(Extracted material)
PR #738, opened 2021-05-11
WIP, RFC: Optimize setitem with chunk equal to fill_value, round 2

### LINKED ISSUE #366: Optimize storing fill_value to Array
Would be nice if when storing a scalar or an array that contains only the `fill_value` of the `Array`, the chunk is merely deleted (if it exists) instead of writing out a chunk that contains only the `fill_value` for all elements. The `Array` should behave identically in either case. The only benefit is that storage is cutdown automatically in this case. A situation where this may come up is when copying one `Array` to another.

d-v-b:
Continuation of https://github.com/zarr-developers/zarr-python/pull/367
From the original description:

> Fixes #366
> 
> If a chunk only contains the fill_value, delete the key-value pair for that chunk instead of storing the array. Should  cutdown on storage space require for the Array. Also should improve the performance of copying one Array to another.

While working with sparse datasets, it would great if we could avoid creating objects in storage for empty chunks. This PR implements this functionality, which is controlled via the boolean property `Array._write_empty_chunks`. 

In this PR, the logic for detecting "empty" chunks is implemented in [`Array._process_for_setitem()`](https://github.com/d-v-b/zarr-python/blob/opt_setitem_fill_value/zarr/core.py#L1918), a function that prepares chunk data for writing. I added two levels of conditional execution to this function, the first checking if `self._write_empty_chunks` is `False`, and the second dispatching to a suitable routine for checking if the elements of a chunk are all equal to `fill_value`. Object arrays required a special handling here. 

If `_write_empty_chunks` is `False` and the chunk is empty, `_process_for_setitem()` returns `None` instead of returning compressed bytes, and I added a corresponding check for `None`-ness in the downstream code.

The routines I added have performance implications. Every chunk write now requires evaluating two new conditionals -- the check for `_write_empty_chunks`, and the null check for the output of `_process_for_setitem`. More conditionals are evaluated for arrays with `_write_empty_chunks` set to `False`, and there is added computation required for checking each chunk for emptiness. I would love to avoid these conditionals, especially for the default case when we are not checking chunks for emptiness, so if anyone sees a way to do that, chime in :) 

TODO:


d-v-b:
oh and I should add -- I considered a different logic for the "is the chunk empty" check. instead of comparing python objects (the chunk and the fill value), we could compress the chunk and compare the resulting bytes to the (cached) result of compressing a chunk-sized array of `fill_value`s. The latter approach would use more memory but would avoid the special casing for object arrays.

d-v-b:
ping @jakirkham , would love to get your thoughts on this

I've been using this feature for my workplace and it's been extremely useful for managing large, sparse volumes. I think the broader community would benefit from it.

zarr/core.py
```diff
@@ -1948,6 +1969,25 @@ def _process_for_setitem(self, ckey, chunk_selection, value, fields=None):
...
+        # clear chunk if it only contains the fill value
+        if not self._write_empty_chunks:
+            if self.dtype == 'object':
+                # we have to flatten the result of np.equal to handle outputs like
+                # [np.array([True,True]), True, True]
+                is_empty = all(flatten(np.equal(chunk, self.fill_value, dtype='object')))
+            else:
+                is_empty = np.all(chunk == self._fill_value)
+
+            if is_empty:
```
jni, line 1981: Since these lines are repeated lots of times, @d-v-b, do you want to make a function or two? e.g. `def clear_if_empty(check_obj_dtype=False) -> bool:`, returns True if the block was found to be empty and successfully cleared.

jni:
@zarr-developers/core-devs I'm 👍 on this change, and I would go even further and make the new default behaviour `write_empty_chunks` to be **False**. It will indeed change the output of the library but imho it is an implementation detail and conforms to the spec (afaik! 😅), so I think it's worth pulling the band-aid off. My own personal expectation was that zarr *already* did this!

@d-v-b I've made a minor comment on the code that should be an easy refactor. It would also be good if you could ensure that all the lines are covered, though I don't know what could exercise the `except Exception` clause.

Also, could you update this to match the latest master? Thanks!

zarr/core.py
d-v-b: Noted! In https://github.com/zarr-developers/zarr-python/pull/738/commits/044a9b8c64a37d3ba9bfe247ad23114bd3411611 I functionalize approximately as per your suggestion

d-v-b:
Some new changes inspired by @jni's [comments](https://github.com/zarr-developers/zarr-python/pull/738#discussion_r638377145)

- `_process_for_setitem` no longer returns an encoded chunk. chunk encoding happens in the functions that perform storage.
- new function `_chunk_isempty`, which checks if a chunk is empty. returns `True` if a chunk is empty, `False` otherwise
- new function `_chunk_delitem`, which attempts to delete a chunk key from the store. returns `True` if the delete was successful or on `KeyError`, returns `False` on any other exception.

Still need to improve test coverage..

meggart:
FWIW, I can just report from my experiences in the Julia Zarr implementation. In Zarr.jl, *not* writing empty chunks is already the default. Regarding performance implications, from some small tests that I have done it looked like the time spent for performing the `isempty` check was negligible compared to time spent in compression or even writing to disk, so I would be in favor of changing the default behavior in python as well. 

Having this controlled by a keyword argument would have the disadvantage that users of downstream packages like xarray would not directly benefit from this change but probably some option propagation through xarray would be necessary.

zarr/core.py
```diff
@@ -1859,9 +1879,38 @@ def _chunk_setitems(self, lchunk_coords, lchunk_selection, values, fields=None):
...
+            values = dict(zip(ckeys, map(self._encode_chunk, cdatas)))
         self.chunk_store.setitems(values)
 
+    def _chunk_isempty(self, chunk):
+        if self.dtype == 'object':
+            # we have to flatten the result of np.equal to handle outputs like
+            # [np.array([True,True]), True, True]
+            is_empty = all(flatten(np.equal(chunk, self.fill_value, dtype='object')))
+        else:
+            is_empty = np.all(chunk == self._fill_value)
```
shoyer, line 1897: does this work properly if `fill_value` is NaN?

shoyer:
I agree with @jni and @meggart -- it is not clear to me why you would _not_ want to do this. I think this could be the new default behavior.

zarr/core.py
d-v-b: Nope! Do you have any advice for making that work?

d-v-b:
I found a potential performance issue at the key deletion step. The deletion routine in this PR does not use bulk delete APIs (e.g., via the `delitems` method on `FSSpec.FSMap`) for removing keys. I think this could be very inefficient.

shoyer:
That does sound potentially problematic!

jakirkham:
cc @martindurant (in case you have thoughts on fsspec usage here 🙂)

martindurant:
I am also surprised that this is not the default, and would agree that I can't see people wanting to use the current behaviour ever. I've been wrong before...

I have no problem from the fsspec point of view. Indeed, it would be nice to delitems, if possible (this will be 100% latency on remote filesystems like s3).

d-v-b:
I added a branch for using `chunk_store.map.delitems` conditioned on an attribute check, and I found that this breaks with the FSSpec local file system implementation, which [doesn't handle a list of paths as an input](https://github.com/intake/filesystem_spec/blob/801021bab0139657b716c98efbd9734ed3cebce4/fsspec/implementations/local.py#L107). This looks like a bug in fsspec, given the function signature of [`FSMap.delitems`](https://github.com/intake/filesystem_spec/blob/801021bab0139657b716c98efbd9734ed3cebce4/fsspec/mapping.py#L113) @martindurant

zarr/core.py
jakirkham: Maybe something like this?

```suggestion
            is_empty = np.all(chunk == self._fill_value if np.isnan(self._fill_value) else np.isnan(chunk))
```

d-v-b:
By using an unreleased version of fsspec this passes local tests. NaNs should now work as a fill value, and I added tests for that. 

I have a few lingering questions that I'd like to get some feedback on:

- I don't like the parameter name `write_empty_chunks`. I would be happy to rename it to something shorter / more expressive, e.g. `sparse_write`. But there are probably better ideas out there.
- Should `write_empty_chunks` (or whatever it's called) be a public attribute of `zarr.core.Array`? 
- Should I run some tests detailing the performance impact of the chunk checking?

martindurant:
What change in fsspec does this rely on?

d-v-b:
> What change in fsspec does this rely on?

https://github.com/intake/filesystem_spec/commit/576008ff849392c1c801b0722d595a2369e11797

d-v-b:
Any idea why these FSSpec + s3 tests are failing @martindurant ?

martindurant:
aiobotocore 1.4.0 landed a short time ago and broke things. It may be that s3fs was installed here before the fix appeared in 2021.08.0 .

joshmoore:
I (temporarily) excluded 1.4.0 on the mainline.

joshmoore:
Testing s3fs 2021.8.0 in https://github.com/zarr-developers/zarr-python/pull/815

zarr/storage.py
```diff
@@ -1188,7 +1197,7 @@ def listdir(self, path=None):
                         if _prog_number.match(entry) and self.fs.isdir(entry_path):
                             for file_name in self.fs.find(entry_path):
                                 file_path = os.path.join(dir_path, file_name)
-                                rel_path = file_path.split(root_path)[1]
+                                rel_path = file_path.split(root_path)[1].strip(os.path.sep)
```
joshmoore, line 1200: The mainline is using `lstrip()`. Is both needed?

zarr/storage.py
```diff
@@ -1149,6 +1149,15 @@ def __delitem__(self, key):
         else:
             del self.map[key]
 
+    def delitems(self, keys):
```
joshmoore, line 1152: What's the implication that this is defined on FSStore?

zarr/core.py
```diff
@@ -74,6 +75,15 @@ class Array:
         If True and while the chunk_store is a FSStore and the compresion used
         is Blosc, when getting data from the array chunks will be partially
         read and decompressed when possible.
+    write_empty_chunks : bool, optional
```
joshmoore, line 78: Add default to docstring (once we've decided...)

zarr/core.py
```diff
@@ -1856,11 +1879,59 @@ def _chunk_getitems(self, lchunk_coords, lchunk_selection, out, lout_selection,
...
+            else:
+                for ckey in empty_chunks.keys():
+                    self._chunk_delitem(ckey)
+            nonempty_keys = cdatas.keys() - empty_chunks.keys()
+            to_store = {k: self._encode_chunk(cdatas[k]) for k in nonempty_keys}
+        else:
+            to_store = {k: self._encode_chunk(v) for k, v in cdatas.items()}
+        self.chunk_store.setitems(to_store)
+
+    def _chunk_is_empty(self, chunk) -> bool:
```
d-v-b, line 1899: consider adding a code path where we check if the fill value is Falsey, and use np.any, which has some optimizations for this operation.

cc @jakirkham

joshmoore:
Updated to the working 2021.08.1 fsspec version.

jakirkham:
IDK if this is still an issue (ran into it previously), but `ZipStore` lacks a `__delitem__` implementation atm due to the lack of this functionality on zip files. One workaround would be to write empty strings over them. Raised issue ( https://github.com/zarr-developers/zarr-python/issues/828 ) about this.

jni:
@d-v-b my 2c on your questions:


> I don't like the parameter name write_empty_chunks. I would be happy to rename it to something shorter / more expressive, e.g. sparse_write. But there are probably better ideas out there.

I like `sparse_write` a lot.

> Should write_empty_chunks (or whatever it's called) be a public attribute of zarr.core.Array?

imho, yes, keyword-only.

> Should I run some tests detailing the performance impact of the chunk checking?

For my own peace of mind this is unnecessary — the benefit of this is extremely clear to me.

d-v-b:
I think this is ready to go. I decided to keep the name `write_empty_chunks` because I felt that `sparse_write` ran the risk of making people think about sparse matrices or sparse array storage, which is another topic entirely. I also decided to set `write_empty_chunks=True` by default, because this minimizes any surprise people might experience with the new release. Maybe it's worth thinking about how to gracefully change this default to `False` if people find that desirable.

jakirkham:
Yeah it might be worth creating an RC for these newer features to get them in the hands of users and iterate on anything that needs improvement

jni:
> I chickened out and pushed v2.11.0a1

:chicken: 

> is out for testing

I can confirm that I can paint labels into zarr arrays in napari with 2.11.0a1! :tada: So much fun. :smiley: 

I'll let @d-v-b confirm that `write_empty_chunks=False` works well for him so you can merge #853 and release .a2, @joshmoore! :stuck_out_tongue_closed_eyes: :joy:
(End Extracted material)
**What the exercise asks**
Which lines in the listing above include the string "parameter"? Copy each of them.

**Solution to this exercise**
- I don't like the parameter name `write_empty_chunks`. I would be happy to rename it to something shorter / more expressive, e.g. `sparse_write`. But there are probably better ideas out there.
> I don't like the parameter name write_empty_chunks. I would be happy to rename it to something shorter / more expressive, e.g. sparse_write. But there are probably better ideas out there.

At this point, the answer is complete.